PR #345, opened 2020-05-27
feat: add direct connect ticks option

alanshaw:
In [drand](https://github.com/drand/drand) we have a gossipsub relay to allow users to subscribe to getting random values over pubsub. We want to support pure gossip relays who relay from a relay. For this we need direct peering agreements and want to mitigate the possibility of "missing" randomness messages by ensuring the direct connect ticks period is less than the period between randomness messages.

## What you should do
Tally up the lines above in which "direct" occurs. Give the result as a bare number.

## Task answer
2